>>>>

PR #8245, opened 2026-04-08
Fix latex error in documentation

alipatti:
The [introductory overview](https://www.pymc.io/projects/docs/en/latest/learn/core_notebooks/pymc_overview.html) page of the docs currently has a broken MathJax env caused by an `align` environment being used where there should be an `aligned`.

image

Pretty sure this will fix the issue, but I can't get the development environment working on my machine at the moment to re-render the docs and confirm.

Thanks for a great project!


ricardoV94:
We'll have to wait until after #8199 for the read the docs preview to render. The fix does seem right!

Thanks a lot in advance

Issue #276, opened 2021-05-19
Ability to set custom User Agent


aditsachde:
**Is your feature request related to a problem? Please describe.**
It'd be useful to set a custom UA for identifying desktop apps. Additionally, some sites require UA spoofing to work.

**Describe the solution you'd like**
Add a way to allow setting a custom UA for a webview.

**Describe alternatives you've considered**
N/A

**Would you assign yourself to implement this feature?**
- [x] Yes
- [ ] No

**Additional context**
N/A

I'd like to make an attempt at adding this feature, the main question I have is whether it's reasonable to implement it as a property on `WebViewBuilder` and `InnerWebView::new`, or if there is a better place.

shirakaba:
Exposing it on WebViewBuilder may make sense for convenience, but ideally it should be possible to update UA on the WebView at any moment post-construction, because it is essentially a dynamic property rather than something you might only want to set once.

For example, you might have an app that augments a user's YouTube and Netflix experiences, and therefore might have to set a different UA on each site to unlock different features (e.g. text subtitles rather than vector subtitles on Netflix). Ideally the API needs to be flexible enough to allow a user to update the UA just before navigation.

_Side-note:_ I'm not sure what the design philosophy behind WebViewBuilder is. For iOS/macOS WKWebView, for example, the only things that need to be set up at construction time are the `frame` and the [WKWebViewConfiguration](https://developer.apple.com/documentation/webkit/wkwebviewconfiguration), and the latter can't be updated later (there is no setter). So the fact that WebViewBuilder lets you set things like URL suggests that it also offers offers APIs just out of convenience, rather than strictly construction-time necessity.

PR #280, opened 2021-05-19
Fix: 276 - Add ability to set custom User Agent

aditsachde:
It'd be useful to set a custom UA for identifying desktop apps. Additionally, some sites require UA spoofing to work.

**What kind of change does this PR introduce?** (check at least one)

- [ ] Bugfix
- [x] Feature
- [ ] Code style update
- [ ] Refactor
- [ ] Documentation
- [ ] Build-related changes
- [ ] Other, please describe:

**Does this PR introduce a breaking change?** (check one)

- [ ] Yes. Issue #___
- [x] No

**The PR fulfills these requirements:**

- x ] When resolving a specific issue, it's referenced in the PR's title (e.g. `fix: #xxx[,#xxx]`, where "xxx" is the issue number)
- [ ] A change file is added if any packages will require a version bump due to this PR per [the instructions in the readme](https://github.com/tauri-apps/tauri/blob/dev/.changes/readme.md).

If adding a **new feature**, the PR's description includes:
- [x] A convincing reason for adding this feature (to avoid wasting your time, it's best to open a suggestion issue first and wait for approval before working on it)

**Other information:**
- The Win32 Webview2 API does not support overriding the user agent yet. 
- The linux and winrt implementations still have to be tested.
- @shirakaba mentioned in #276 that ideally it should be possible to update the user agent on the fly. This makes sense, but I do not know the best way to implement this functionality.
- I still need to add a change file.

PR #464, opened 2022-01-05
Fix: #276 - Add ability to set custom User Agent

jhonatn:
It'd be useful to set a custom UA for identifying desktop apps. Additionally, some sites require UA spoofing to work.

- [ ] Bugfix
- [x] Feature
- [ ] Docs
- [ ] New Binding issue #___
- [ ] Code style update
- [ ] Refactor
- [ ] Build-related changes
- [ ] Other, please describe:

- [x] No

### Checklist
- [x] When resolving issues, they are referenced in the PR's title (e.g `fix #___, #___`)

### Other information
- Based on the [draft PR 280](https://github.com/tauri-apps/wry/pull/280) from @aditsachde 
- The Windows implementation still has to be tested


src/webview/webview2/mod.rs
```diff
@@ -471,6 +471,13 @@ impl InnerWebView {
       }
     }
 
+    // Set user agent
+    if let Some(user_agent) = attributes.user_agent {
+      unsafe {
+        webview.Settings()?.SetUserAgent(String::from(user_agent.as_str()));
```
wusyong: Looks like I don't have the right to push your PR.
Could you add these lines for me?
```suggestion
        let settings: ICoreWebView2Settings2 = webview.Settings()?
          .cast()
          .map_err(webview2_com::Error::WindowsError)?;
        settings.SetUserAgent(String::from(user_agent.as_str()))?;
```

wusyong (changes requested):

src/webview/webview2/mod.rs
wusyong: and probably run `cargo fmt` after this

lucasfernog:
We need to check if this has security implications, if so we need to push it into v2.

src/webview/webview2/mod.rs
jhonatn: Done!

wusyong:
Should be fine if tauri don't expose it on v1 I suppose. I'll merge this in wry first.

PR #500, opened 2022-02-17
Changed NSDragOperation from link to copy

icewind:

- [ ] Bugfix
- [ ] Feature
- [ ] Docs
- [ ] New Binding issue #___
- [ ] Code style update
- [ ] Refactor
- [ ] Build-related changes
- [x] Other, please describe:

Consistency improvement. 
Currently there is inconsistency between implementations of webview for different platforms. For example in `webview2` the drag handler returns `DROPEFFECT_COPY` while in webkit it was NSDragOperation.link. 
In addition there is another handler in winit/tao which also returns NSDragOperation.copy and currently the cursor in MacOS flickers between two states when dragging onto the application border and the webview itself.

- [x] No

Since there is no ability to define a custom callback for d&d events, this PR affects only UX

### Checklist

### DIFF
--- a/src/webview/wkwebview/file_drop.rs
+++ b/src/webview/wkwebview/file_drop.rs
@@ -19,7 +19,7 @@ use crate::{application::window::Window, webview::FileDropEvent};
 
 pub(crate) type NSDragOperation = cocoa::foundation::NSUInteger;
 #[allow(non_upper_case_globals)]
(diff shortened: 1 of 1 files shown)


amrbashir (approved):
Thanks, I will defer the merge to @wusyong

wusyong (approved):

<<<<
>>>>

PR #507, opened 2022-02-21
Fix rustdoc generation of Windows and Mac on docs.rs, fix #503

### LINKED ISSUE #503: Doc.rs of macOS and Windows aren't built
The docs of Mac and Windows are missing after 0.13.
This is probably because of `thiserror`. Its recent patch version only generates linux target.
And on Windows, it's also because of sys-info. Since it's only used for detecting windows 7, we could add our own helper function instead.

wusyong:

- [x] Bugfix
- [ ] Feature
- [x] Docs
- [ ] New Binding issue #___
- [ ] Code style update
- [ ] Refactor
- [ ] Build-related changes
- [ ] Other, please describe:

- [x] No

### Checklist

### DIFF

<<<<

(Goal of the exercise): Please copy, exactly as written, every line in the listing above from the line with "PR #8245, opened 2026-04-08" up to and including the line with "Issue #276, opened 2021-05-19".

(Solution to the problem):
PR #8245, opened 2026-04-08
Fix latex error in documentation

alipatti:
The [introductory overview](https://www.pymc.io/projects/docs/en/latest/learn/core_notebooks/pymc_overview.html) page of the docs currently has a broken MathJax env caused by an `align` environment being used where there should be an `aligned`.

image

Pretty sure this will fix the issue, but I can't get the development environment working on my machine at the moment to re-render the docs and confirm.

Thanks for a great project!


ricardoV94:
We'll have to wait until after #8199 for the read the docs preview to render. The fix does seem right!

Thanks a lot in advance

Issue #276, opened 2021-05-19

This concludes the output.